Pour la septième année consécutive, plus de 2 000 bénévoles ont recensé les sans-abris dans la capitale pour la Nuit de la Solidarité, jeudi 25 janvier. Reportage dans le 19ème arrondissement de Paris.
Dans le gymnase Hautpoul, en ce début de nuit, 150 paires d’yeux convergent vers le formateur chargé de préparer les bénévoles à cette 7e édition de la Nuit de la Solidarité. L’atmosphère est studieuse. Fonctionnaires de la ville, militants associatifs, habitants… les volontaires répartis en équipes se préparent à quadriller le 19ème arrondissement, découpé en secteurs, afin de recenser les sans-abris. Une initiative lancée par la Ville de Paris en 2018. L’an passé, l’opération avait permis de dénombrer 3 015 personnes sans-abri, une hausse de 16 % par rapport à 2022.

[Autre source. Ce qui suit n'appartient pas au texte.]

PR #976, opened 2019-05-07
Respects CSRF_ENABLED environment variable

Poldovico:
The previous statement would evaluate to true for any value of CSRF_ENABLED.
Using the strict comparison operator means if we set the variable to any false-evaluating values other then boolean false (0, '0', '0.0', '' and so on), then CSRF will be disabled.
getenv() evaluates to boolean false if the environment variable is not set, so I know of no simple way to distinguish between the variable being unset, in which case we want to default to enabling CSRF, and it being explicitly set to boolean false.

### DIFF
--- a/app/sprinkles/core/config/default.php
+++ b/app/sprinkles/core/config/default.php
@@ -96,7 +96,7 @@ return [
         * Note : CSRF Middleware should only be disabled for dev or debug purposes.
         */
         'csrf' => [
-            'enabled'          => getenv('CSRF_ENABLED') ?: true,
+            'enabled'          => (getenv('CSRF_ENABLED') !== false) ? getenv('CSRF_ENABLED') : true,
             'name'             => 'csrf',
             'storage_limit'    => 200,
             'strength'         => 16,


app/sprinkles/core/config/default.php
```diff
@@ -96,7 +96,7 @@
         * Note : CSRF Middleware should only be disabled for dev or debug purposes.
         */
         'csrf' => [
-            'enabled'          => getenv('CSRF_ENABLED') ?: true,
+            'enabled'          => (getenv('CSRF_ENABLED') !== false) ? getenv('CSRF_ENABLED') : true,
```
Silic0nS0ldier: Wouldn't something like `getenv('CSRF_ENABLED') !== false` suffice here? Feels like that would clamp down on more edge cases as well.

Poldovico: unfortunately getenv() returns false for undefined environment variables, so this would make CSRF disabled by default unless the environment enables it specifically.
I strongly dislike my own solution, but I can't come up with anything less inelegant.

Poldovico: The ideal scenario might be changing the variable itself to be CSRF_DISABLED, so if we don't set it it's enabled.

lcharette: > The ideal scenario might be changing the variable itself to be CSRF_DISABLED, so if we don't set it it's enabled.

That would be a breaking change that would required to wait for version 4.3.0. 
I think it's safe enough to keep it this way for now

alexweissman: The solution here is to not use the native `getenv` at all, but rather Laravel's [`env` helper](https://laravel.com/docs/7.x/helpers#method-env) which takes a default value as its second parameter. So this can just be `env('CSRF_ENABLED', true)`. This also has the nice side effect of allowing falsy values like `false` in the environment variable.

Après la théorie, le cas pratique. À chaque state of affairs correspond un questionnaire spécifique : « Quatre questions, cinq minutes de réflexion. Moins si vous êtes rapides », plaisante le formateur. Bourdonnement dans la salle. Les équipes de quatre ou cinq bénévoles relisent les questions, débattent, arrêtent leurs réponses. Quelques dernières recommandations sont données, puis tout le monde partage un repas.
« Toi, tu t’occupes de l’itinéraire, moi, je vais porter les papelards »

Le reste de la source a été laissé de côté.